I was reseaching a problem I am currently having when I came across your similar problem. I replaced 2 motors in the past 2 days and have no idea what to do. I checked voltage, thermostat and they are OK but never replaced the fan blade. The fan worked when I replaced the motor but when I went back to check on it later - it wasn't workinging. I was curious how you solved the problem.
Would be very much interested in an answer before I get an expert to look into it.
 
#26 ·
I have had my share of fun with wiring attic fans.

1, is there a disconnect switch somewhere? or a switch in the hallway you arent sure what it does. someone might have flipped it
2. are you sure a breaker hasnt tripped
3. there is usually a little toggle switch on the fan box to turn on the fan even if its below the thermostat temperature
4. most newer fans shut off if the temp exceeds 135 degrees in the attic to prevent the fan from possible increasing oxygen flow to an attic fire
5. you might have a loose connection between the box and the actual fan (there is usually a 2 foot section of armored cable between the 2 to protect the conductors. that is 4 places a connection with the hot and neutral can be loose
6. you could have a mechanical issue that is causing the motor to work too hard and burn out
 
#27 ·
@pgeeman, in the end, I ended up having someone replace the entire attic fan. My brother recommended a guy he use to work with. Last year my house got hit pretty hard by hurricane Irene and I ended up having my roof replaced. I currently don’t have an attic fan because the roofer convinced me I didn’t need it. Supposedly it’s not needed because the new roof is vented. I figure, if need be, I could just install a gable fan. I have three gable vents on my house. I recommend you have a professional or a handyman replace the entire fan.
 
#29 ·
fan replacement

Thanks for your quick answer. I appreciate your help and decided last night to have the entire unit replaced (you backed up my decision) - I'll go to Home Depot and have them install it and then have a warranty against any problems if they should occur again.
 
#30 ·
Thanks for your quick answer. I appreciate your help and decided last night to have the entire unit replaced (you backed up my decision) - I'll go to Home Depot and have them install it and then have a warranty against any problems if they should occur again.

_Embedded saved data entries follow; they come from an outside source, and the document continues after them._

PR #6781, opened 2024-03-04
[Seq] Allow presets for more types on firreg

nandor:


lib/Dialect/Seq/SeqOps.cpp
```diff
@@ -449,8 +449,26 @@ ParseResult FirRegOp::parse(OpAsmParser &parser, OperationState &result) {
   result.addTypes({ty});
 
   if (presetValue) {
-    result.addAttribute("preset",
-                        parser.getBuilder().getIntegerAttr(ty, *presetValue));
+    uint64_t width = 0;
+    if (hw::type_isa<seq::ClockType>(ty)) {
+      width = 1;
+    } else {
+      int64_t maybeWidth = hw::getBitWidth(ty);
```
seldridge, line 456: Does this work for 64-bit unsigned types?

seldridge (commented):
Generally looks fine. Can you add tests that check behavior of registers that have 64-but widths (either scalars or aggregates)?

How should this work for aggregates that are larger than 64-bit?

lib/Dialect/Seq/SeqOps.cpp
```diff
@@ -449,8 +449,26 @@ ParseResult FirRegOp::parse(OpAsmParser &parser, OperationState &result) {
...
+      if (maybeWidth < 0)
+        return parser.emitError(loc, "cannot preset register of unknown width");
+      width = maybeWidth;
+    }
+
+    APInt presetResult = presetValue->sextOrTrunc(width);
+    if (presetValue->getBitWidth() > width) {
+      if (presetResult.sext(presetValue->getBitWidth()) != *presetValue)
+        return parser.emitError(loc, "integer value too large");
+    }
```
seldridge, line 466: I think this logic may not be correct given that this is rejecting both of:

``` mlir
  %c = seq.firreg %x clock %clock preset 3 : i2
  %d = seq.firreg %x clock %clock preset 2 : i2
```

With:

```
/Users/schuylereldridge/repos/github.com/llvm/circt/test/Dialect/Seq/round-trip.mlir:83:19: error: custom op 'seq.firreg' integer value too large
  %c = seq.firreg %x clock %clock preset 2 : i2
                  ^
/Users/schuylereldridge/repos/github.com/llvm/circt/test/Dialect/Seq/round-trip.mlir:83:19: error: custom op 'seq.firreg' integer value too large
  %d = seq.firreg %x clock %clock preset 3 : i2
                  ^
```

Can the PR add a test that presets that use all the available bits still work?

Can this test the same thing for a constant that is the full bit width of an aggregate?

Nit: the error message using `loc` is not placing the carat in the correct place. A user might be confused with the error message here thinking that `%x` was wrong.

test/Dialect/Seq/firreg-errors.mlir
```diff
@@ -4,3 +4,11 @@ hw.module @NeedsBothResetAndResetValue(in %input: i1, in %clk: !seq.clock) {
...
   "seq.firreg"(%input, %clk) { name = "reg", isAsync } : (i1, !seq.clock) -> i1
 }
+
+// -----
+
+// CHECK-LABEL: @preset_too_large
+hw.module @preset_too_large(in %clock: !seq.clock, in %reset: i1, in %next4: i4) {
+  // expected-error@below {{custom op 'seq.firreg' integer value too large}}
+  seq.firreg %next4 clock %clock preset 1024 : i4
+}
```
seldridge, line 14: Nit: missing newline.

seldridge (approved):
Generally looks good.

There seem to be some errors in the checking logic and in the location of error messages. Please fix those before landing.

I haven't seen anything installed by Home Depot that has lasted or that was installed correctly. Call a roofing contractor.
 
#32 ·
Yes they do. The problem is that when a contractor becomes a authorized installer for HD they usually have a set price they will will be paid...and it isn't that much. Thus resulting in the hired contractors cutting any and all corners (such as cheap labor and cheap materials) to make the largest profit.